Pre 2.6 since all values are presented "side by side" ( and with lots of duplication ) you are doing a comparison of the two values to see if they are the same. Where that is true, this tells the $cond operator statement to return a value of 1 or 0 where the condition is false. This is directly passed back through $sum to total up the number of matching elements in the array to the required "set".
$project: Where this is the different part for MongoDB 2.6 and greater is that since you have pushed back an array of the "movies" _id values you are then using $setIntersection to directly compare those arrays. As the result of this is an array containing the elements that are the same, this is then wrapped in a $size operator in order to determine how many elements were returned in that matching set.

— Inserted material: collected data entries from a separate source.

PR #219, opened 2019-10-02
introduce new function ReadFileNoStat

pgier:
This function should be a slight improvement over
ioutil.ReadFile because it skips the call to os.Stat which commonly
returns the wrong file size for files in /proc and /sys.

Usage of this function also makes the code a bit more concise for
parsing of several of the files in /proc.

### DIFF
--- a/internal/util/sysreadfile.go
+++ b/internal/util/sysreadfile.go
@@ -17,6 +17,7 @@ package util
 
 import (
 	"bytes"
+	"io"
 	"io/ioutil"
 	"os"
 	"syscall"
@@ -51,12 +52,17 @@ func SysReadFile(file string) (string, error) {
 // ReadFileNoStat uses ioutil.ReadAll to read contents of entire file.
 // This is similar to ioutil.ReadFile but without the call to os.Stat, because
 // many files in /proc and /sys report incorrect file sizes (either 0 or 4096).
+// Reads a max file size of 512kB.  For files larger than this, a scanner
+// should be used.
 func ReadFileNoStat(filename string) ([]byte, error) {
+	const maxBufferSize = 1024 * 500
+
 	f, err := os.Open(filename)
 	if err != nil {
 		return nil, err
 	}
 	defer f.Close()
 
-	return ioutil.ReadAll(f)
+	reader := io.LimitReader(f, maxBufferSize)
+	return ioutil.ReadAll(reader)
 }
--- a/internal/util/sysreadfile.go
+++ b/internal/util/sysreadfile.go
@@ -17,12 +17,15 @@ package util
 
 import (
 	"bytes"
+	"io/ioutil"
 	"os"
 	"syscall"
 )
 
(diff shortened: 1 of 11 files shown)


pgier:
To provide a bit more context on this, I started updating procfs functions to follow the new guidelines to read an entire file at once using `ioutil.ReadFile`.  However, I found several places in the root package where we were basically doing the same thing as `ReadFile` but without the call to `os.Stat`.  Since stat does not return valid file sizes for most of the files in /proc and /sys it seemed to make sense to skip that part of `ioutil.ReadFile`.

pgier:
Before the changes we also weren't making calls to stat in these cases, so I was a bit worried that using `ioutil.ReadFile` could introduce an issue if any of the stat calls were to fail.  Separately, I'll make some additional changes to remove usage of `ioutil.ReadFile` where it's currently being used.

internal/util/sysreadfile.go
```diff
@@ -35,11 +38,25 @@ func SysReadFile(file string) (string, error) {
...
+// This is similar to ioutil.ReadFile but without the call to os.Stat, because
+// many files in /proc and /sys report incorrect file sizes (either 0 or 4096).
+func ReadFileNoStat(filename string) ([]byte, error) {
+	f, err := os.Open(filename)
+	if err != nil {
+		return nil, err
+	}
+	defer f.Close()
+
+	return ioutil.ReadAll(f)
```
mdlayher: It would probably be a good idea to put a limit on this of like 32/64/128 MiB or something via io.LimitReader, just as a sanity check.

pgier: Seems like a good idea.  I think we could make it even smaller like 500kB?  Any larger and we should be using a scanner instead of reading the whole thing at once.

internal/util/sysreadfile.go
```diff
@@ -35,11 +39,30 @@ func SysReadFile(file string) (string, error) {
...
+
+	f, err := os.Open(filename)
+	if err != nil {
+		return nil, err
+	}
+	defer f.Close()
+
+	reader := io.LimitReader(f, maxBufferSize)
+	return ioutil.ReadAll(reader)
+}
```
dmitshur: This .go file has the following build constraint on line 14:

```
// +build linux,!appengine
```

If you're adding a new function here, you should also add it to [internal/util/sysreadfile_compat.go](https://github.com/prometheus/procfs/blob/c0c2a8be4d30a2e2cb95ea371a6f32a506d3e45e/internal/util/sysreadfile_compat.go) file. Otherwise, this function will only be available on non-appengine linux.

$match: Is the final stage that has been implemented here which does the clear step of matching only those documents whose count of intersecting elements was greater than or equal to the required number.
Final
That is basically how you do it. Prior to 2.6 is a bit clunkier and will require a bit more memory due to the expansion that is done by duplicating each array member that is found by all of the possible values of the set, but it still is a valid way to do this.
All you need to do is apply this with the greater n matching values to meet your conditions, and of course make sure your original user match has the required n possibilities. Otherwise just generate this on n-1 from the length of the "user's" array of "movies".